Cette goutte s'emploie, paraît-il, à l'extérieur. De même que dans les Treize de Balzac, c'est en touchant les cheveux, qu'on détermine la démence ou que l'on empoisonne.
– bigre! Fit Durtal, j'ai bien peur qu'une larme de cette huile ne soit tombée sur le cerveau du pauvre Gévingey!
– ce qui est capiteux dans cette histoire, c'est moins la bizarrerie de ces pharmacopées diaboliques, que l'état d'âme de celui qui les invente et les manie. Songez que cela se passe à l'époque actuelle, à deux pas de nous, et que ce sont des prêtres qui ont inventé ces philtres inconnus aux sorcelleries du Moyen Age!
– des prêtres! Non, un seul, et quel prêtre! Fit remarquer Carhaix.
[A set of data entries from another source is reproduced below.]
PR #10067, opened 2022-02-02
Use ES6 template literals instead of string concatenation

ptrgags:
For the 3D Tiles Next/`ModelExperimental` changes I've been working on, it would be very helpful to have ES6 string template literals for dynamic shader code generation. This was easy to do by enabling the eslint `prefer-template` rule and running `npm run eslint -- --fix`

In the discussion from #10066, we decided that if we're to make this change at all, it's best to do it to the entire codebase to avoid fragmentation, so I made this PR, using https://github.com/CesiumGS/cesium/pull/10026 as a guide.

There are 3 commits:

* [Update eslint config](https://github.com/CesiumGS/cesium/commit/16b3ad0b0d006d02c50f7c770402f88ce5af4577)
* [Small update to the Coding Guide](https://github.com/CesiumGS/cesium/commit/12aedb3ac997e6401444b209b8ff6075725d21ca)
* [use eslint to fix the code](https://github.com/CesiumGS/cesium/commit/2fa70153136da99eaf3ea81c0476d930b8532c7a)

@ggetz could you review?

### DIFF
--- a/Apps/CesiumViewer/CesiumViewer.js
+++ b/Apps/CesiumViewer/CesiumViewer.js
@@ -83,7 +83,7 @@ function main() {
   }
 
   const showLoadError = function (name, error) {
-    const title = "An error occurred while loading the file: " + name;
+    const title = `An error occurred while loading the file: ${name}`;
     const message =
       "An error occurred while loading the file, which may indicate that it is invalid.  A detailed error report is below:";
     viewer.cesiumWidget.showErrorPanel(title, message, error);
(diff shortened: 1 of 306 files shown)


cesium-concierge:
* :grey_question: [CHANGES.md](https://github.com/CesiumGS/cesium/blob/enable-template-literals/CHANGES.md) was not updated.

- [ ] Cesium Viewer works.
- [ ] Works in 2D/CV.

ggetz:
Thanks @ptrgags! Looks good. Could you write up a post similar to [the instructions for merging let and const](https://community.cesium.com/t/cesiumjs-source-code-now-uses-let-and-const-syntax/17054)? It could even be in the same thread (and I can change the title) to keep ES6 syntax changes in the same place, but I'll leave it up to you.

ptrgags:
@ggetz ah good to hear we reached the same conclusion about putting the instructions in the same forum thread to keep everything in one place and in the correct order.

I [posted a comment with instructions](https://community.cesium.com/t/cesiumjs-source-code-now-uses-let-and-const-syntax/17054/2?u=ptrgags) for this change.

PR #10072, opened 2022-02-03
Workaround ambiant const enum errors as per TS docs

### LINKED ISSUE #10069: Ambiant const enums are being generated in TypeScript type definitions
Since version 1.90.0 of  cesium, some ambient enums TypeScript type definitions are being generated as const enums, which triggers an error in TypeScript projects that use the isolatedModules flag (typically all CRA projects).

The explantation of why an error is being triggered can be found here [Isolated Modules](https://www.typescriptlang.org/tsconfig#isolatedModules)

Typically, the following error is being thrown, which prevents the project from being transpiled:

```
TS2748: Cannot access ambient const enums when the '--isolatedModules' flag is provided.
                  labelEntity.label.style = new ConstantProperty(LabelStyle.FILL_AND_OUTLINE);
                                                               ^^^^^^^^^^
```

@ggetz It seems that this has been caused by PR #10026

ggetz:
Fixes #10069

This provides a workaround for the ambiant `const enum` errors that arise in TypeScript projects that use the `isolatedModules` flag.

[As per TypeScript documentation](https://www.typescriptlang.org/docs/handbook/enums.html#const-enum-pitfalls), this adds the `preserveConstEnums` to our `tsconfig.json`, then strips out the `const` from the `.d.ts` file [the same way as TypeScript themselves do it](https://github.com/microsoft/TypeScript/blob/1a981d1df1810c868a66b3828497f049a944951c/Gulpfile.js#L144).

I also added `isolatedModules` to the spec `tsconfig.json`, so this can be tested by running `build-ts`.

@mramato Could you please review?

### DIFF
--- a/Tools/jsdoc/tsconfig.json
+++ b/Tools/jsdoc/tsconfig.json
@@ -1,7 +1,8 @@
 {
   "compilerOptions": {
       "noEmit": true,
-      "types": []
+      "types": [],
+      "preserveConstEnums": true
   },
   "files": [
     "../../Source/Cesium.d.ts"
--- a/gulpfile.cjs
+++ b/gulpfile.cjs
@@ -1599,7 +1599,9 @@ function createTypeScriptDefinitions() {
       /= "WebGLConstants\.(.+)"/gm,
       // eslint-disable-next-line no-unused-vars
       (match, p1) => `= WebGLConstants.${p1}`
-    );
+    )
+    // Strip const enums which can cause errors - https://www.typescriptlang.org/docs/handbook/enums.html#const-enum-pitfalls
+    .replace(/^(\s*)(export )?const enum (\S+) {(\s*)$/gm, "$1$2enum $3 {$4");
 
   // Wrap the source to actually be inside of a declared cesium module
   // and add any workaround and private utility types.
--- a/Specs/TypeScript/tsconfig.json
+++ b/Specs/TypeScript/tsconfig.json
@@ -2,7 +2,8 @@
   "compilerOptions": {
     "noEmit": true,
     "types": [],
-    "strict": true
+    "strict": true,
+    "isolatedModules": true
   },
   "include": [
     "index.ts",


cesium-concierge:
* :grey_question: [CHANGES.md](https://github.com/CesiumGS/cesium/blob/const-enum-ts/CHANGES.md) was not updated.

- [ ] Cesium Viewer works.
- [ ] Works in 2D/CV.

gulpfile.cjs
```diff
@@ -1599,7 +1599,9 @@ function createTypeScriptDefinitions() {
       /= "WebGLConstants\.(.+)"/gm,
       // eslint-disable-next-line no-unused-vars
       (match, p1) => `= WebGLConstants.${p1}`
-    );
+    )
+    // Strip const enums which can cause errors - https://www.typescriptlang.org/docs/handbook/enums.html#const-enum-pitfalls
+    .replace(/^(\s*)(export )?const enum (\S+) {(\s*)$/gm, "$1$2enum $3 {$4");
```
mramato, line 1604: This looks good to me. We probably could have gotten away with an even simpler `const enum` `enum` call, but the good news is that if this ever breaks the build-ts step will fail so it's fine either way.

mramato:
Thanks @ggetz!

Tools/jsdoc/tsconfig.json
```diff
@@ -1,7 +1,8 @@
 {
   "compilerOptions": {
       "noEmit": true,
-      "types": []
+      "types": [],
+      "preserveConstEnums": true
```
mramato, line 5: @ggetz  I just realized, shouldn't this be false? And if we need to process manually anyway, does it matter?  Should it just be deleted?  Feel free to just put a follow-up commit in main.

ggetz: @mramato The documentation made it sounds like I should enabled the flag, but its not explicit.

> [preserveConstEnums](https://www.typescriptlang.org/tsconfig#preserveConstEnums) emits the same JavaScript for const enums as plain enums. You can then safely strip the const modifier from .d.ts files [in a build step](https://github.com/microsoft/TypeScript/blob/1a981d1df1810c868a66b3828497f049a944951c/Gulpfile.js#L144).

And the default value is different depending on whether `isolatedModules` is enabled or not.

> Default:
true if [isolatedModules](https://www.typescriptlang.org/tsconfig#isolatedModules),
false otherwise.

As long as we strip the const enums,`build-ts` passes either way, or if the flag is omitted entirely. So I assume we should omit it?

mramato: I honestly don't know and it probably doesn't matter, but if setting this to true vs false ends up producing the same exact output for us, then it's probably better to remove it to avoid confusion in the future

ggetz: Removed in https://github.com/CesiumGS/cesium/pull/10076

– du tout, Gévingey est très précis, il affirme que d'autres en usent. L'envoûtement par le sang vénénifère des souris eut lieu, en 1879, à Châlons-sur-marne dans un cercle démoniaque dont le chanoine faisait, il est vrai, partie; en 1883, en Savoie, on prépara, dans un groupe d'abbés déchus, l'huile dont j'ai parlé. Comme vous le voyez, Docre n'est pas le seul qui pratique cette abominable science; des couvents la connaissent; quelques laïques même la soupçonnent.
– mais enfin, admettons que ces préparations soient réelles et soient actives; tout cela n'explique pas comment on maléficie avec elles de près ou de loin un homme.
– ça, c'est une autre affaire. On a le choix entre deux moyens, pour atteindre l'ennemi que l'on vise.
Le premier et le moins usité est celui-ci: le magicien se sert d'une voyante, d'une femme qui s'appelle, dans ce monde-là, " un esprit volant ", c'est une somnambule qui, mise en état d'hypnotisme, peut se rendre en esprit où l'on veut qu'elle aille. Il est dès lors possible de lui faire porter, à des centaines de lieues et à la personne qu'on lui désigne, les poisons magiques. Ceux qui sont atteints par cette voie, n'ont vu personne et ils deviennent fous ou meurent, sans même soupçonner le vénéfice. Mais outre que ces voyantes sont rares, elles sont dangereuses, car d'autres personnes peuvent aussi les fixer en état de catalepsie et leur extirper des aveux. Cela vous explique comment les gens tels que Docre ont recours au second moyen qui est plus sûr. Il consiste à évoquer, ainsi que dans le Spiritisme, l'esprit d'un mort et à l'envoyer frapper, avec le maléfice préparé, la victime. Le résultat est le même, mais le véhicule change.